Hmmm, I think that would be problematic. The throughput would probably
be relatively OK (it's perfectly feasible to stash a load of packets
into an mmapped area with zero copies and to have them all routed in
userspace) but the latency is a different story. A router should be able
to pass on packets with the lowest possible latency. I don't think it's
feasible to schedule a userspace router process for every packet that
comes in (they can currently do 435,000 packets per second on a P3-700),
so that would have to be done in bulk, and that's a killer for your latency.

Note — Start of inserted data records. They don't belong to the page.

PR #1232, opened 2026-07-30
feat: build ffmpeg with a minimal codec allowlist

nv-anants:
A stock FFmpeg build ships 187 encoders and 517 decoders. AIPerf only ever encodes VP8/VP9 video with Vorbis or Opus audio, so configure now disables everything and allowlists just the components the video generator needs:

`--disable-everything` plus explicit encoder, decoder, muxer, demuxer, parser, protocol, filter and bitstream-filter lists. That takes the shipped codec surface to **4 encoders** (`libvpx_vp8`, `libvpx_vp9`, `libvorbis`, `libopus`) and **6 decoders** (`rawvideo`, `png`, `pcm_s16le`, `pcm_s24le`, `pcm_s32le`, `pcm_u8`). Note that 187/517 is the stock baseline — the pre-PR line here already carried `--disable-gpl --disable-nonfree`.

`--disable-autodetect` keeps the linked library set from drifting with whatever dev packages the base image happens to carry.

## What this removes, and what it doesn't

No H.264 capability is lost. `libx264` requires `--enable-gpl --enable-libx264`, which this container never had, and FFmpeg has no native H.264 encoder. The only H.264/HEVC encoders that could have been present are the `v4l2_m2m` hardware wrappers, which need a V4L2 device the container doesn't have; `--disable-v4l2-m2m` drops them explicitly.

The one genuine removal is the native AAC encoder (LGPL, built by default). MP4 now auto-selects `libopus` instead of `aac` to cover it.

## Container codec set

The container's FFmpeg ships only VP8/VP9 video with Vorbis and Opus audio. `--video-codec` accepts any codec name; `--video-audio-codec` accepts `libvorbis`, `libopus` or `aac`. Codecs the local FFmpeg lacks — `libx264`, `h264_nvenc`, `aac` in the container — fail at encode time.

`libopus` always encodes at 48 kHz. Any `--video-audio-sample-rate` is resampled to 48 kHz during muxing, including rates Opus itself supports such as 16 kHz. Use `libvorbis` if a track must keep its requested rate.

## Verifying the codec set

The built artifact carries slightly more than the configure lists request: the mp4/mov and matroska muxers select the `aac_adtstoasc` and `pgs_frame_merge` bitstream filters, and `--enable-ffmpeg` selects 18 filters from the 7 listed. Neither adds an AAC codec — but a scan grepping the image for `aac` will hit `aac_adtstoasc`. Verify with `ffmpeg -encoders` and `-decoders`, never `-codecs`, which lists names without implementations.

Video codec docs and examples no longer present `libx264`, `libx265` or NVENC as generally available, and `ATTRIBUTIONS-container.md` gains a libopus entry.

closes: OPS-7957

## Summary by CodeRabbit

* **New Features**
  * Updated video generation defaults to VP9 video with Opus audio for MP4 and Vorbis audio for WebM.
  * Added support for 48 kHz Opus encoding with automatic resampling.
  * Bundled FFmpeg now provides a minimal codec set: VP8/VP9 video and Vorbis/Opus audio.

* **Documentation**
  * Updated CLI help, configuration references, tutorials, and attribution details to reflect codec availability and external FFmpeg requirements.

* **Tests**
  * Updated video generation tests for the new codecs, defaults, and sample-rate behavior.


ajcasagrande:
@nv-anants does it make the god-awful slow compilation faster?

nv-anants:
@coderabbitai review

nv-anants:
> @nv-anants does it make the god-awful slow compilation faster?

@ajcasagrande  Yes, substantially. Compilation time goes down, and so does the overall size of final ffmpeg directory inside the container

Dockerfile
```diff
@@ -117,8 +123,26 @@ RUN wget https://ffmpeg.org/releases/ffmpeg-${FFMPEG_VERSION}.tar.xz \
         --disable-nonfree \
         --enable-shared \
         --disable-static \
+        --disable-autodetect \
+        --enable-zlib \
         --enable-libvorbis \
         --enable-libvpx \
+        --enable-libopus \
+        --disable-everything \
```
dmitry-tokarev-nv, line 131: The built artifact is **4 encoders and 6 decoders**, not the 7/9 in the PR description. Measured from this exact configure line:

```
encoders: libvpx  libvpx-vp9  libopus  libvorbis
decoders: png  rawvideo  pcm_s16le  pcm_s24le  pcm_s32le  pcm_u8
```

That is precisely the four `--enable-encoder` and six `--enable-decoder` entries below, so the build is doing exactly what you asked — the description just needs the numbers corrected (they may be from an earlier revision of the list). Worth fixing since the count is the headline claim, and someone will re-derive it later and think the build drifted.

For the same reason it's worth stating the *before* numbers' provenance: 187/517 is a stock build, and the pre-PR line here was already `--disable-gpl --disable-nonfree`, so the honest framing is 187→4 and 517→6.

Dockerfile
```diff
@@ -117,8 +123,26 @@ RUN wget https://ffmpeg.org/releases/ffmpeg-${FFMPEG_VERSION}.tar.xz \
...
+        --disable-programs \
+        --enable-ffmpeg \
+        --enable-ffprobe \
+        --enable-encoder=libvpx_vp8,libvpx_vp9,libvorbis,libopus \
+        --enable-decoder=rawvideo,png,pcm_s16le,pcm_s24le,pcm_s32le,pcm_u8 \
+        --enable-demuxer=rawvideo,image2,wav,matroska,mov \
+        --enable-muxer=webm,matroska,mp4 \
+        --enable-parser=png,vp9,opus,vorbis \
+        --enable-protocol=file,pipe \
+        --enable-filter=scale,format,aformat,aresample,anull,null,copy \
```
dmitry-tokarev-nv, line 144: Heads-up, not a defect: this list is not what you get. Seven filters are requested; **18 are built**:

```
aformat anull aresample atrim copy crop format hflip null rotate scale
transpose trim vflip abuffer buffer abuffersink buffersink
```

`--enable-ffmpeg` selects its own filter set (the CLI needs `trim`/`atrim` for `-ss`/`-t`, the autorotate filters, and the buffer source/sink pair). So the extras are the `ffmpeg` binary's requirements, not drift — but if anyone later adds a build-time assertion that the filter list matches exactly, it will fail on day one.

Dockerfile
```diff
@@ -106,7 +107,12 @@ RUN mkdir -p /opt/licenses/dpkg \
         zlib1g-dev \
     && rm -rf /var/lib/apt/lists/*
 
-# Download and build ffmpeg with libvpx (VP9 codec)
+# Download and build ffmpeg with libvpx (VP9), libvorbis and libopus.
+# The component allowlist is deliberate: a default build ships hundreds of
+# codecs. AIPerf only ever encodes VP8/VP9 video with Vorbis or Opus audio, so
+# --disable-everything plus an explicit allowlist keeps the shipped codec set
+# minimal. --disable-autodetect stops configure from linking whatever dev
+# packages the base image happens to carry.
```
dmitry-tokarev-nv: Worth recording the two ways the artifact exceeds the allowlist, because both cost us real time in Dynamo.

`--enable-bsf=vp9_superframe` requests one bitstream filter; the build ships three — `aac_adtstoasc`, `pgs_frame_merge`, `vp9_superframe` — because the mp4/mov muxer selects `aac_adtstoasc` and matroska selects `pgs_frame_merge`. Neither contains a line of AAC or subtitle codec, but **a scanner grepping the image for `aac` will hit `aac_adtstoasc`** and report an AAC codec in a container that has none.

This is not hypothetical: Dynamo's build gate greps the FFmpeg component lists for banned codecs, and including `bsfs` in that grep made `aac_adtstoasc` and `h264_mp4toannexb` fail *every* build until we narrowed it to `encoders decoders parsers` ([ai-dynamo/dynamo#11836](https://github.com/ai-dynamo/dynamo/pull/11836)). `-codecs` and `-formats` have the same problem — they list names without implementations. Our own image shows the identical three-plus-one bsfs despite `--disable-bsfs`, so it's inherent to FFmpeg's dependency resolution, not something either of us configured wrong.

```suggestion
# packages the base image happens to carry.
#
# The built artifact carries slightly more than the lists below: the mp4/mov
# muxer selects the aac_adtstoasc bitstream filter and matroska selects
# pgs_frame_merge, and --enable-ffmpeg selects its own filters (18 built from
# the 7 listed). Neither adds an AAC codec -- but a scanner grepping the image
# for "aac" will hit aac_adtstoasc, so verify with `ffmpeg -encoders` and
# `-decoders`, never the bsf or -codecs lists, which show names without
# implementations.
```

docs/tutorials/synthetic-video.md
```diff
@@ -197,7 +197,17 @@ Features:
...
+
+> [!IMPORTANT]
+> AIPerf invokes whichever `ffmpeg` binary is on `PATH`. The container bundles a
+> minimal build at `/opt/ffmpeg` supporting only VP8/VP9 video with Vorbis or
+> Opus audio; a PyPI install uses the FFmpeg you have installed.
+>
+> Codecs outside that set — `libx264`, `libx265`, `h264_nvenc`, `hevc_nvenc` and
+> `aac` — remain valid options, but encoding with them fails inside the
+> container. To use them, run AIPerf with your own FFmpeg on `PATH`, or rebuild
+> the container's FFmpeg with them enabled.
```
dmitry-tokarev-nv, line 210: This callout is accurate and well-placed. The gap is that a user who ignores it doesn't get told this again at the point of failure — they get ~1,500 characters of FFmpeg banner with `Unknown encoder 'libx264'` on the last line (reproduced in my top-level comment).

Since the text you want already exists right here, the cheapest improvement is to have the runtime error say roughly what this paragraph says. Nothing to change in the doc itself.

dmitry-tokarev-nv (commented):
I built this exact configure line and exercised the real generator against it, so the notes below are measurements rather than guesses. Method: `ffmpeg-8.1.2` configured verbatim from the Dockerfile inside `python:3.13-slim-bookworm`, then `pip install` of this branch into a container where that build is the only `ffmpeg` on `PATH`.

## It works

All five supported paths produce valid, probe-clean output:

| case | result |
|---|---|
| WebM default | `vp9`, matroska/webm, 1.000s |
| MP4 default | `vp9`, mov/mp4, 1.000s |
| WebM + audio | `vp9` + `vorbis` @ 16 kHz |
| MP4 + audio | `vp9` + `opus` @ **48 kHz** (resample confirmed) |
| 24-bit PCM input | OK — `pcm_s24le` decoder is present and used |

The four `pcm_*` decoders exactly cover `soundfile`'s four WAV subtypes (`PCM_U8`/`PCM_16`/`PCM_24`/`PCM_32`), and `aresample` covers the Opus 48 kHz conversion. The allowlist has no gaps for the code that exists today.

**On threading** — I flagged earlier that `--disable-autodetect` might drop `pthreads`. That was wrong, and now it is measured as well as read: `pthreads` is in configure's `THREADS_LIST` (line 2253), not `AUTODETECT_LIBS` (line 2263), and the built `libavcodec.so` references `pthread_create`, `pthread_join`, `pthread_cond_*` and `pthread_mutex_*`. Threading is intact. Disregard that concern.

**On `--disable-network`** — safe. `ffmpeg.input()` is called in exactly three places in `video.py`, and every one is a local path or `pipe:`. Protocols in the built binary reduce to exactly `file` and `pipe`.

## Answering your Q3 directly: the error path is the weak spot

This is the one thing I would not merge without at least a follow-up issue. `video.py` isn't in this diff, so these are pre-existing behaviours — but this PR is what turns "missing codec" from a theoretical case into the *expected* one, so it inherits them.

Reproduced with `--video-codec libx264`:

```
RuntimeError: FFmpeg failed to create video: FFmpeg process failed: ffmpeg version 8.1.2
Copyright (c) 2000-2026 the FFmpeg developers | built with gcc 12 | configuration:
--prefix=/opt/ffmpeg --disable-gpl --disable-nonfree --enable-shared --disable-static
--disable-autodetect --enable-zlib --enable-libvorbis ... [~1,500 chars of banner] ...
libavutil 60. 26.102 | libavcodec 62. 28.102 | ...
```

The actionable words — `Unknown encoder 'libx264'` — are the **last line of roughly 1,500 characters**, behind the full banner and the entire configure line. In my capture at a 1,100-char log limit the reason was truncated away entirely. A user hitting this in a CI log sees a wall of build flags and no cause. Same for `--video-audio-codec aac`.

Three concrete fixes, cheapest first:

1. **`-hide_banner`.** `src/aiperf/dataset/generator/video.py:432` builds the pipeline; adding `-hide_banner` (and ideally `-loglevel error`) removes ~90% of that text and puts the real error first.
2. **Surface the last stderr line.** At `video.py:441`, `raise RuntimeError(f"FFmpeg process failed: {error_msg}")` — passing the last non-empty line of `error_msg` and keeping the full text at `debug` gives a one-line, greppable message.
3. **Preflight the codec.** `_check_ffmpeg_availability()` (`video.py:42`) is `shutil.which("ffmpeg") is not None`. With an allowlisted build the binary is *always* present and the codec is what's missing, so the friendly "please install FFmpeg" branch can now never fire for the failure mode this PR makes common. A `ffmpeg -hide_banner -encoders` check against `config.codec` would let you say *"the container's FFmpeg has no `libx264`; run with your own FFmpeg on `PATH` or rebuild with `--enable-gpl --enable-libx264`"* — which is exactly the guidance you already wrote into the docs.

We went through this on the Dynamo side and landed on (3): [ai-dynamo/dynamo#12725](https://github.com/ai-dynamo/dynamo/pull/12725) turns "decoder missing" into a named error carrying the install command. The lesson that cost us the most time: a raw engine-level stderr dump reads as a bug in the tool, and users file it as one.

### Related: the fallback re-does all the work and hides the cause

`_create_video_with_pipes` raises `RuntimeError` on ffmpeg failure (`video.py:441`), and `_create_video_with_ffmpeg` catches `(BrokenPipeError, OSError, RuntimeError)` (`video.py:306`) and falls back to the temp-file path. So a missing encoder makes the code write every frame to PNG and re-run the whole encode, only to fail identically — with the first failure logged at `warning`. My `libx264` run shows the second attempt in the error text (`Input #0, image2, from '/tmp/aiperf_frames_.../frame_%06d.png'`). The fallback is there for pipe/OS problems; an encoder-not-found should skip it.

## Your Q1 and Q2

**Q1 (is the allowlist right?)** — yes for today's code, with the caveat that the list isn't the whole story; see the inline notes on the filter and bsf lines.

**Q2 (is dropping AAC a real capability loss?)** — AAC yes, H.264 **no**. The pre-PR configure line was `--disable-gpl --disable-nonfree --enable-libvorbis --enable-libvpx`, and FFmpeg has no native H.264 encoder — `libx264` needs `--enable-gpl --enable-libx264`. So H.264 was never encodable in this container and the PR removes nothing there. The one genuine loss is the native AAC encoder (LGPL, built by default), which the MP4-defaults-to-`libopus` change covers. Worth stating plainly in the PR body, because "we dropped H.264" invites a licensing conversation about something that was never there.

## From the Dynamo side

I ran your generated files against our shipped runtime images. Two results worth having:

- Our in-tree minimal FFmpeg **decodes your output fine** — `webm_default`, `mp4_default` and `mp4_audio` all decode and re-encode in the sglang, vllm and trtllm runtime images.
- But **no Python video decoder exists in a stock Dynamo runtime image** — `torchcodec`, `av`, `decord` and `cv2` are all `ModuleNotFoundError`, and those are what the backends actually use. Decoders are opt-in via `python -m dynamo.common.utils.media_decoders <backend>` ([ai-dynamo/dynamo#12051](https://github.com/ai-dynamo/dynamo/pull/12051)).

So anyone pointing AIPerf at a stock Dynamo deployment needs that installer run first — regardless of this PR, and true for VP9 and H.264 alike. Might be worth a line in the tutorial.

I'm filing the reverse-direction items (things Dynamo should take from this) as a Dynamo follow-up; I'll link it here.

dmitry-tokarev-nv:
## What Dynamo is taking from this

Filed as **OPS-8193**, linked to this PR. I measured our own build before writing it up, and two of the four items I'd assumed were gaps turned out to be smaller than that — posting the corrected version here since the comparison is useful in both directions.

| component | Dynamo runtime image | this PR |
|---|---|---|
| encoders | **1** (`libvpx-vp9`) | 4 |
| decoders | **3** (`rawvideo`, `vp8`, `vp9`) | 6 |
| muxers | 4 | 4 |
| demuxers | 3 | 5 |
| bitstream filters | 4 | 3 |
| **filters** | **443** | **18** |
| protocols | `file`, `pipe`, `fd` | `file`, `pipe` |

**1. `--disable-everything` + explicit allowlist — adopting, re-scoped.** My initial guess was that we were carrying more codecs than we thought. We aren't: we're already tighter than you on encoders and decoders, because we only decode and you have to encode. The real gap is **filters, 443 vs 18** — we use `--disable-decoders/-demuxers/-parsers/-protocols/-muxers/-bsfs` but leave filters at defaults, and `--disable-everything` is the only thing that catches that category. Genuinely useful, just not for the reason I expected.

**2. `--disable-autodetect` — adopting as-is, first.** We don't use it, and we build across several base images whose dev packages vary. This is precisely the drift class our build gate only catches after the fact. Best value-to-risk of the four.

**3. network / devices / programs — mostly already done.** I need to correct myself here: we already pass `--disable-network` and `--disable-devices`. What we're missing is only `--disable-programs --enable-ffmpeg`. Amusingly our images ship no `ffprobe` at all, so adding that flag pair would mostly just make the status quo explicit — and prompt us to decide whether we actually *want* `ffprobe` for debugging, which is a real question we've never asked.

**4. dpkg copyright collection for copied `.so` files — adopting as-is.** The "file moved out of its dpkg-tracked path" handling is a real failure mode our SBOM scan doesn't address explicitly, and your Dockerfile comment documents it better than we would have. Straight port.

Thanks for writing it the way you did — the configure line reads as a deliberate policy rather than an accumulation, which is what made it worth measuring against.

docs/tutorials/synthetic-video.md
nv-anants: i think its okay, anyway agents these days are smart enough to go through docs so i think users should still be able to figure out what they need. 

@matthewkotila any preference?

Dockerfile
nv-anants: update comment to say the same

Dockerfile
nv-anants: thanks, updated comment

dmitry-tokarev-nv (approved):
LGTM! Thank you for addressing comments!

matthewkotila (approved):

AFAICS the right solution would be to do it in the kernel and not to use
C++ for it. It's a bit late for that now though. :)
-- Bart
next prev parent reply other threads:[~2004-01-21 17:16 UTC|newest]
Thread overview: 25+ messages / expand[flat|nested] mbox.gz Atom feed top
2004-01-16 21:09 Compiling C++ kernel module + Makefile Ashish sddf
2004-01-16 22:07 ` Richard B. Johnson
2004-01-17 12:59 ` Bart Samwel
2004-01-19 13:46 ` Richard B. Johnson
2004-01-19 17:40 ` Bart Samwel
2004-01-19 18:39 ` Richard B. Johnson
2004-01-19 20:02 ` Bart Samwel
2004-01-19 20:37 ` Richard B. Johnson
2004-01-19 21:24 ` Bart Samwel
2004-01-20 15:20 ` Richard B. Johnson
2004-01-20 17:34 ` Zan Lynx
2004-01-20 18:10 ` Richard B. Johnson
2004-01-20 13:38 ` Thomas Lahoda
2004-01-21 2:24 ` Michael Clark
2004-01-20 18:16 ` Chris Friesen
2004-01-21 17:01 ` Giuliano Pochini
2004-01-21 17:16 ` Bart Samwel [this message]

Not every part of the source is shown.